With the open-book, open-door policies of real estate agents, it did not take long for Texi to find the agent selling the most units in the Ingram Towers. Through published records, sold property declarations, and advertisements on the public access channels of current brokerage houses, Texi was able to track sales back to the grand opening in June 2004.

Six units had sold since the first wave of buyers. Four units had resold in the summer of 2005, and two units had resold in the spring of the next year. All with a resale value of five to ten percent declared markup over the original sale price.

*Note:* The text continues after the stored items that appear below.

PR #2758, opened 2022-10-07
deb packaging: add support for Ubuntu 20.04

tswhison:
Remove explicit mentions of .so deps from the control file
and let ${shlibs:Depends} do its thing.

Verified using Ubuntu 22.04 LTS and Ubuntu 20.04 LTS.

Co-authored-by: Peter Colberg <Peter.Colberg@intel.com>

### DIFF
--- a/packaging/opae/deb/control
+++ b/packaging/opae/deb/control
@@ -20,8 +20,7 @@ Package: opae
 Section: libs
 Priority: optional
 Architecture: any
-Depends: libuuid1, libjson-c5,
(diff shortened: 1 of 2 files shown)


tswhison:
I see.  Thanks for the heads-up.  Would setting a reasonable default to DIST_KEY when lsb_release is not detected be an appropriate safeguard?

bmuddebi (approved):
Checked out this branch on Ubuntu 20.04,  Able create 20.04 deb packages and installed , works perfectly fine

anandaravuri (approved):

PR #2763, opened 2022-10-20
Rchriste/n5014 2

rchriste1:
These two commits add support for Silicom N5013 and N5014 cards. It has been tested with the real cards.


opae.cfg
```diff
@@ -268,6 +268,126 @@
...
+            "configuration": {
+              "cool-down": 30,
+              "get-aer":     [ "setpci -s %s ECAP_AER+0x08.L",
+                               "setpci -s %s ECAP_AER+0x14.L" ],
+              "disable-aer": [ "setpci -s %s ECAP_AER+0x08.L=0xffffffff",
+                               "setpci -s %s ECAP_AER+0x14.L=0xffffffff" ],
+              "set-aer":     [ "setpci -s %s ECAP_AER+0x08.L=0x%08x",
+                               "setpci -s %s ECAP_AER+0x14.L=0x%08x" ],
+              "sensor-overrides": [],
+              "monitor-seu": true
```
tswhison, line 311: Does this device support Single Event Upset via the FME error registers?  Just checking to be sure, because as of Arrow Creek, SEU is detected via the flight data recorder.

opae.cfg
```diff
@@ -268,6 +268,126 @@
...
```
tswhison, line 371: Is SEU supported via the FME error registers?  If not, then let's set this instance and the above instance to false.

tswhison (commented):
Thanks for your submission.  The configuration file code looks great.  I would like Ananda to have a chance to review the fpgainfo updates.

opae.cfg
rchriste1: The N501x cards do not support the flight data recorder. But I checked with our FPGA team and it seemd the SEU bit is not implemented either in the old OFS version used. So I have changed the monitoring to false.

I had also made a json syntax error which I have fixed. So I did a forced push.

tswhison (approved):

anandaravuri (approved):

PR #2774, opened 2022-11-14
build: add CMAKE_INSTALL_PREFIX length check

tswhison:
Linux mandates a limit on the length of a command that may appear in
the "shebang" line of a script. In our internal environments, this
limit has been exceeded, causing ill-behaved builds.

Fail the build if the length of CMAKE_INSTALL_PREFIX exceeds the
127 character limit.

### DIFF
--- a/CMakeLists.txt
+++ b/CMakeLists.txt
@@ -83,9 +83,11 @@ endif(OPAE_MINIMAL_BUILD)
 
 string(LENGTH ${CMAKE_INSTALL_PREFIX} INSTALL_PREFIX_LEN)
 if (${INSTALL_PREFIX_LEN} GREATER 127)
-    message(WARNING "The length of CMAKE_INSTALL_PREFIX (${INSTALL_PREFIX_LEN}) has exceeded"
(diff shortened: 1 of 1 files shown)


tswhison:
Sure, what did you have in mind?

CMakeLists.txt
```diff
@@ -77,6 +77,17 @@ if (OPAE_MINIMAL_BUILD)
     set(CMAKE_INSTALL_PREFIX "/usr" CACHE STRING "" FORCE)
 endif(OPAE_MINIMAL_BUILD)
 
+############################################################################
+## CMAKE_INSTALL_PREFIX check ##############################################
+############################################################################
+
+string(LENGTH ${CMAKE_INSTALL_PREFIX} INSTALL_PREFIX_LEN)
+if (${INSTALL_PREFIX_LEN} GREATER 127)
```
michael-adler, line 85: Should this be an error instead of just a message? We already know the commands will fail mysteriously. I'm worried that just a message will be lost in the noise of everything else CMake is spitting out.

michael-adler (approved):
Thank you!

PR #2783, opened 2022-12-08
ci: update python versions

anandaravuri:
- Remove Python 3.6, 3.7  and add 3.10,3.11 to versions to use for static analysis.

Signed-off-by: lab <ananda.ravuri@intel.com>

### DIFF
--- a/.github/workflows/no-python-analysis.yml
+++ b/.github/workflows/no-python-analysis.yml
@@ -10,6 +10,6 @@ jobs:
     runs-on: ubuntu-latest
     strategy:
       matrix:
-        python-version: [3.6, 3.7, 3.8, 3.9]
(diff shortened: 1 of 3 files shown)


anandaravuri:
> Thanks @anandaravuri!
> 
> What is the reasoning behind supporting these particular versions? Is it simply to support the latest 4 major versions at any point?
> 
> According to the [Status of Python Versions](https://devguide.python.org/versions/), 3.7, 3.8, and 3.9 are currently receiving security updates, while 3.10 and 3.11 are also receiving bug fixes.

@pcolberg 
Fedora37/38 python default version  are 3.10 and 3.11 , make sure OPAE SW  builds on latest fedora python versions.

tswhison (approved):

PR #2786, opened 2022-12-14
rename ofs.uio.py to ofs_uio.py and fix sig fault

anandaravuri:
- install opae packages, ofs.uo runtime python search in wrong dist-packages folders python interprets uio.ofs.uio:main  as uio/ofs/uio.py :main in setup.py rename ofs.uio.py to ofs_uio.py python interprets uio.ofs_uio:main as uio/ofs_uio.py :main in setup.py

  - user calls pyopae_uio  close() without open() cause sigfault. memset struct opae_uio to zero in pyopaeui.h


binaries/ofs.uio/setup.py
```diff
@@ -31,7 +31,7 @@
     packages=find_namespace_packages(include=['*']),
     entry_points={
         'console_scripts': [
-            'ofs.uio = uio.ofs.uio:main',
+            'ofs.uio = uio.ofs_uio:main',
```
tswhison, line 34: Good catch!

tswhison (approved):

PR #2798, opened 2022-12-22
ci: update to lycheeverse/lychee-action@v1

tswhison:
Use lychee instead of peter-evans/link-checker, which is deprecated.

### DIFF
--- a/.github/workflows/ccpp-tests.yml
+++ b/.github/workflows/ccpp-tests.yml
@@ -112,12 +112,13 @@ jobs:
       with:
         name: docs
         path: mybuild_docs/sphinx/html
-    - name: Link Checker
-      uses: peter-evans/link-checker@v1
+    - name: (lychee) Link Checker
+      uses: lycheeverse/lychee-action@v1
       with:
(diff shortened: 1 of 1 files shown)


.github/workflows/ccpp-tests.yml
```diff
@@ -112,12 +112,13 @@ jobs:
       with:
         name: docs
         path: mybuild_docs/sphinx/html
-    - name: Link Checker
-      uses: peter-evans/link-checker@v1
+    - name: (lychee) Link Checker
+      uses: lycheeverse/lychee-action@v1
```
anandaravuri, line 116: https://github.com/lycheeverse/lychee-action
use latest version lycheeverse/lychee-action@v1.5.4

anandaravuri (approved):

.github/workflows/ccpp-tests.yml
tswhison: https://github.com/lycheeverse/lychee-action

"If you always want to use the latest features but avoid breaking changes, you can replace the version with
lycheeverse/lychee-action@v1"

PR #2809, opened 2023-01-07
cfg search: log error when "configs" not detected

tswhison:
* Search for ASE config in both /usr/share/opae and /usr/local/share/opae to avoid conflicts caused by mismatched CMAKE_INSTALL_PREFIX.
* OPAE_ERR() when parsing the config JSON fails to find the "configs" array in order to help detect the case when an old configuration is encountered.
* OPAE_DBG() when the ASE configuration file is found. This was already being done for the non-ASE case.

### DIFF
--- a/libraries/libopae-c/cfg-file.c
+++ b/libraries/libopae-c/cfg-file.c
@@ -297,15 +297,15 @@ STATIC libopae_config_data default_libopae_config_table[] = {
 };
 
 libopae_config_data *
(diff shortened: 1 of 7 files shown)


anandaravuri (dismissed):

anandaravuri (approved):

michael-adler (approved):
Thank you for adding better error checking. It wasn't failing in my env, so I didn't check the new tests. I did confirm that ASE still works.

PR #2810, opened 2023-01-09
fix rpmlint non-executable-script errors

anandaravuri:
Error: opae-devel.x86_64: E: non-executable-script /usr/lib/opae-2.2.0/modules/OPAEGit.cmake 644 /usr/bin/cmake -P Add execute permissions to  .cmake

### DIFF
--- a/opae.spec.rhel
+++ b/opae.spec.rhel
@@ -83,29 +83,6 @@ cp LICENSE %{buildroot}%{_datadir}/opae/LICENSE
 cp COPYING %{buildroot}%{_datadir}/opae/COPYING
 
 mkdir -p %{buildroot}%{_usr}/src/opae/cmake/modules
-for s in \
-    FindCLI11.cmake \
-    FindCap.cmake \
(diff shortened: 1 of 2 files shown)


tswhison (commented):
Could you please implement the same change in opae.spec.rhel for consistency?

opae.spec.rhel
```diff
@@ -159,6 +145,10 @@ for file in %{buildroot}%{python3_sitelib}/ethernet/{hssicommon,hssiloopback,hss
    chmod a+x $file
 done
 
+# packager
+for file in %{buildroot}%{python3_sitelib}/packager/tools/{afu_json_mgr,packager}.py; do
+   chmod a+x $file
+done
```
tswhison, line 151: I think we already have this in the fedora spec, is that right?

tswhison (approved):

opae.spec.rhel
anandaravuri: yes,  packager is already there in fedora spec ,

PR #2813, opened 2023-01-10
fix rpmlint  static-library-without-debuginfo error

anandaravuri:
-change static library  opae-c-archive  to shared library


tswhison (changes requested):
* Couple of things wrong here..  libopae-c-archive.so is made a duplicate of libopae-c.so.  Why not just get rid of the libopae-c-archive.so target altogether?
* You need to go through the exercise of proving that ASE still works with a .so library.

PR #2814, opened 2023-01-11
build: re-enable parallel builds

tswhison:
Add the necessary dependencies so that parallel builds work again. Here are some observed data points. There seems to be a point of diminishing returns around -j 8:

cmake .. -DCMAKE_BUILD_TYPE=Debug -DOPAE_BUILD_TESTS=ON -DOPAE_ENABLE_MOCK=ON -DOPAE_BUILD_LEGACY=ON

make -j 4  5m5.137s
make -j 8  4m21.589s
make -j 12 5m35.980s
make -j 16 6m11.187s

Ah, `nproc` reports 8 cpu's. That explains it.


michael-adler (approved):
Much better. Thank you!

anandaravuri (approved):

PR #1, opened 2016-02-26
Example of a hacked together build_psf

joezuntz:
Hi Mike,

I'm not sure if this fits in with the plans you had for this, but here is an example implementation of the build_psf function, which tries to run the model fitting and interpolation the way I think you intended. I had to add a getParameters method to Model to extract the numbers - not sure if you had a better way of doing this in mind?

Please do just close this immediately if it's not how you imagined this working - I just wanted to put together a minimal example that would run on the tarball you sent around.

Joe

### DIFF
--- a/piff/config.py
+++ b/piff/config.py
@@ -87,6 +87,48 @@ def read_config(file_name):
         config = yaml.load(fin.read())
     return config
 
+def build_psf(images, stars, model, interp, optics,logger):
+    """The main workhorse, which build the PSF.
+
+    :param images: A list of full exposure images
+    :param stars: A list of lists of galsim.PositionD objects with star positions.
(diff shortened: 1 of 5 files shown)


rmjarvis:
Sorry, I forgot to click the Watch button for the site (thought that was automatic for my own repos, but apparently not), so I didn't notice this or Chris's PR.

The condo on the sixteenth floor had become available in the first week of March and was still on the market. Bill Lynberry had apparently died of an overdose of sleeping pills after a breakup with his lover. He was not found until two days later by the maid service. Due to this story playing out, several people had looked at the place, but none of them felt comfortable living in the unit that someone had died in.

This is where Kristina’s luck came into play. Kristina did not care about the dead guy, the fact that he was gay, or the fact that he had problems. She had enough of her own problems to worry about. She wanted the unit. She wanted the unit for living space in the circus of thrills and spills and because of the games she was going to play on Katherine.

Kristina’s first objective was to get into the building as a tenant before Katherine knew she was there. This would take some planning and ingenuity. It would take getting past the board of acceptance and the bylaws of the tenants’ association.

The one thing Kristina had going for her was the fact that the unit had not sold to one of the first few groups of people looking. This had helped reduce the price of the unit. It had also brought the price back down to where it was when the unit first sold two years previously. Also, this would help Kristina get past any lose ends when her representative met with the board, especially when the board started looking at her background application.